--- Input Enclosed Below ---
PR #74911, opened 2023-03-24
Hosting onboarding: don't show free plan alternative

zaguiini:
Closes Automattic/dotcom-forge#2113

## Proposed Changes

We're not displaying the Free plan on the grid, so let's remove the free plan link from the subheading too:

image

## Testing Instructions

- Check out this branch and go to `/start/hosting`
- Verify that the subheading does not give the option to "start with a free site"

image

### DIFF
--- a/client/signup/config/steps-pure.js
+++ b/client/signup/config/steps-pure.js
@@ -137,6 +137,24 @@ export function generateSteps( {
 			},
 		},
 
+		'user-hosting': {
+			stepName: 'user-hosting',
+			apiRequestFunction: createAccount,
+			providesToken: true,
+			providesDependencies: [
+				'bearer_token',
+				'username',
+				'marketing_price_group',
+				'plans_reorder_abtest_variation',
+				'redirect',
+			],
+			optionalDependencies: [ 'plans_reorder_abtest_variation', 'redirect' ],
+			props: {
+				isSocialSignupEnabled: config.isEnabled( 'signup/social' ),
+				isPasswordless: true,
+			},
+		},
+
 		'user-new': {
 			stepName: 'user-new',
 			apiRequestFunction: createAccount,
--- a/client/signup/config/steps-pure.js
+++ b/client/signup/config/steps-pure.js
@@ -218,6 +218,9 @@ export function generateSteps( {
 			fulfilledStepCallback: isPlanFulfilled,
 			props: {
 				hideFreePlan: true,
+				hidePremiumPlan: true,
+				hidePersonalPlan: true,
+				shouldHideNavButtons: true,
 			},
 		},
 
--- a/client/signup/config/steps-pure.js
+++ b/client/signup/config/steps-pure.js
@@ -209,6 +209,18 @@ export function generateSteps( {
 			fulfilledStepCallback: isPlanFulfilled,
 		},
 
+		'plans-hosting': {
+			stepName: 'plans',
+			apiRequestFunction: addPlanToCart,
+			dependencies: [ 'siteSlug' ],
+			optionalDependencies: [ 'emailItem', 'themeSlugWithRepo' ],
+			providesDependencies: [ 'cartItem', 'themeSlugWithRepo' ],
+			fulfilledStepCallback: isPlanFulfilled,
+			props: {
+				hideFreePlan: true,
+			},
+		},
+
 		'plans-pm': {
 			stepName: 'plans-pm',
 			apiRequestFunction: addPlanToCart,
--- a/client/signup/main.jsx
+++ b/client/signup/main.jsx
@@ -72,7 +72,7 @@ import {
 } from 'calypso/state/sites/selectors';
 import { getSelectedSiteId } from 'calypso/state/ui/selectors';
 import flows from './config/flows';
-import { getStepComponent } from './config/step-components';
+import { getStepComponent, getStepModuleName } from './config/step-components';
 import steps from './config/steps';
 import { addP2SignupClassName } from './controller';
 import {
@@ -785,9 +785,12 @@ class Signup extends Component {
 			};
 		}
 
+		let stepName = getStepModuleName( this.props.stepName );
+		stepName = stepName === 'user' ? 'user' : stepName;
+
 		return (
 			<div className="signup__step" key={ stepKey }>
-				<div className={ `signup__step is-${ kebabCase( this.props.stepName ) }` }>
+				<div className={ `signup__step is-${ stepName }` }>
 					{ shouldRenderLocaleSuggestions && (
 						<LocaleSuggestions path={ this.props.path } locale={ this.props.locale } />
 					) }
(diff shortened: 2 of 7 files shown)


client/signup/config/steps-pure.js
```diff
@@ -209,6 +209,18 @@ export function generateSteps( {
...
+		'plans-hosting': {
+			stepName: 'plans',
+			apiRequestFunction: addPlanToCart,
+			dependencies: [ 'siteSlug' ],
+			optionalDependencies: [ 'emailItem', 'themeSlugWithRepo' ],
+			providesDependencies: [ 'cartItem', 'themeSlugWithRepo' ],
+			fulfilledStepCallback: isPlanFulfilled,
+			props: {
+				hideFreePlan: true,
+			},
```
zaguiini: I think this is a much better solution than hooking into the `flowName` inside `plans/index.jsx`.

The downside is that it renames the plans page from `/start/hosting/plans` to `/start/hosting/plans-hosting`. But I guess this is a valid trade-off.

client/signup/steps/plans/index.jsx
```diff
@@ -226,6 +226,10 @@ export class PlansStep extends Component {
 		}
 
 		if ( useEmailOnboardingSubheader ) {
+			if ( hideFreePlan ) {
+				return translate( 'Add more features to your professional website with a plan. ' );
+			}
```
p-jackson: `useEmailOnboardingSubheader` comes from a custom step prop so there's no way for us to go down this branch where `useEmailOnboardingSubheader` and `hideFreePlan` are both true. So rather than add a new bit of copy that isn't reachable perhaps we just have one of the flags invalidate the other like:

```suggestion
		if ( useEmailOnboardingSubheader && ! hideFreePlan ) {
```

client/signup/config/steps-pure.js
```diff
@@ -209,6 +209,21 @@ export function generateSteps( {
...
 
+		'plans-hosting': {
+			stepName: 'plans',
+			apiRequestFunction: addPlanToCart,
+			dependencies: [ 'siteSlug' ],
+			optionalDependencies: [ 'emailItem', 'themeSlugWithRepo' ],
+			providesDependencies: [ 'cartItem', 'themeSlugWithRepo' ],
+			fulfilledStepCallback: isPlanFulfilled,
+			props: {
+				hideFreePlan: true,
```
p-jackson, line 238: Note that usually the free plan is hidden based on dependency data. So this step prop is overriding the work that's usually done here:
https://github.com/Automattic/wp-calypso/blob/2669d8e11a270e97501a128685c12f83270c5561/client/signup/main.jsx#L767

It works because custom step props take precedence over any other props:
https://github.com/Automattic/wp-calypso/blob/2669d8e11a270e97501a128685c12f83270c5561/client/signup/main.jsx#L808

p-jackson (approved):
I like using the custom step props instead of `isHostingLPFlow()` 👍 

You should be aware that the new plans grid doesn't support hiding the free plan. Looks like it was something to do with working around a Jetpack logo issue? https://github.com/Automattic/martech/issues/1464 🤷 

The `/start/hosting` flow doesn't use the new plans grid so we're fine for now. But we might run into trouble if martech rolls it out everywhere (by changing this function https://github.com/Automattic/wp-calypso/blob/2669d8e11a270e97501a128685c12f83270c5561/packages/calypso-products/src/plans-utilities.ts#L61

> We're not displaying the Free plan on the grid, so let's remove the free plan link from the subheading too

Perhaps there's additional context for why we're making this change that I'm missing. But I don't think the above justification makes sense. We never show the free plan in the old plan grid. It's always in the subheading.

Personally I worry that removing the free plan will turn builders off, because I assume builders want to try before they buy. On the other hand the free plan doesn't really let them try the features they'll be interested in. Ultimately I think we need to somehow give builders the ability to try out the Atomic platform for free.

zaguiini:
Thanks @p-jackson. Yeah it's indeed not removing the free plan on the new grid. Let's hold it and find a solution that works for both grids.

>Perhaps there's additional context for why we're making this change that I'm missing.

Sorry, there you go: pet6gk-jJ-p2

zaguiini:
~This is blocked by https://github.com/Automattic/wp-calypso/pull/75424. Do not merge this PR.~ The new pricing grid now supports hiding the free plan, and because of that we're good to go 👍

client/signup/config/steps-pure.js
zaguiini: Yeah. The reason we're doing this is since the plans section is coming first, there is no way we can pass this dependency, so we need to explicitly tell it to the plans step.

client/signup/main.jsx
```diff
@@ -785,9 +785,12 @@ class Signup extends Component {
 			};
 		}
 
+		let stepName = getStepModuleName( this.props.stepName );
+		stepName = stepName === 'user' ? 'user' : stepName;
+
 		return (
 			<div className="signup__step" key={ stepKey }>
-				<div className={ `signup__step is-${ kebabCase( this.props.stepName ) }` }>
+				<div className={ `signup__step is-${ stepName }` }>
```
zaguiini, line 793: We're displaying the vertically-split login page if the `.is-user` class matches. But the thing is the step name must match `user`, otherwise, it's not applied. Since the `user-hosting` step is using the `user` component, we must extract it from the step name and pass it to the class name to style the step properly.

mpkelly (approved):
It's working as advertised. LGTM.

client/signup/main.jsx
aneeshd16: Hi @zaguiini! This change caused some styling issues with a few signup steps, as there are CSS styles with selectors like `signup__step.is-<step name>`.
https://github.com/search?q=repo%3AAutomattic%2Fwp-calypso%20.signup__step.is&type=code

One example is the page picker step in the BBE flow:
| Before | After |
|--------|--------|
|image|image |

What do you think is the best step forward? How about something like this in L789?
```
stepName = stepName === 'user' ? 'user' : this.props.stepName;
```

I think having this distinction between step name and step module name is important because two different steps might have the same step module, and need to have different styles.

p-jackson: @aneeshd16 It looks like we're the ones who wanted to do something special for the `user-hosting` step here, so rather than changing the behaviour for every flow in the signup framework we should have only made the change for our new step.

I'm thinking of something more like
```js
const stepName = this.props.stepName === 'user-hosting' ? 'user' : this.props.stepName
```

The `.is-xyz` classes have always been used for styling steps, not components. If there are some CSS rules that would be more appropriately tied to the React component so they get shared by everyone who uses the component regardless of what step it is (which I think is what @zaguiini was thinking) then it'd be better to migrate those CSS rules to the component's stylesheet.
To me, using `getStepModuleName()` is sort of like trying to associate something with the React component.

zaguiini: Yeah, that was exactly my intention. Sorry for the regression -- I'll fix it.

zaguiini: @aneeshd16 here you go: https://github.com/Automattic/wp-calypso/pull/75611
--- End of Enclosed Input ---
### Problem:
Tell how many lines above contain the word "selectors". Give the number alone.

### Response to this task:
3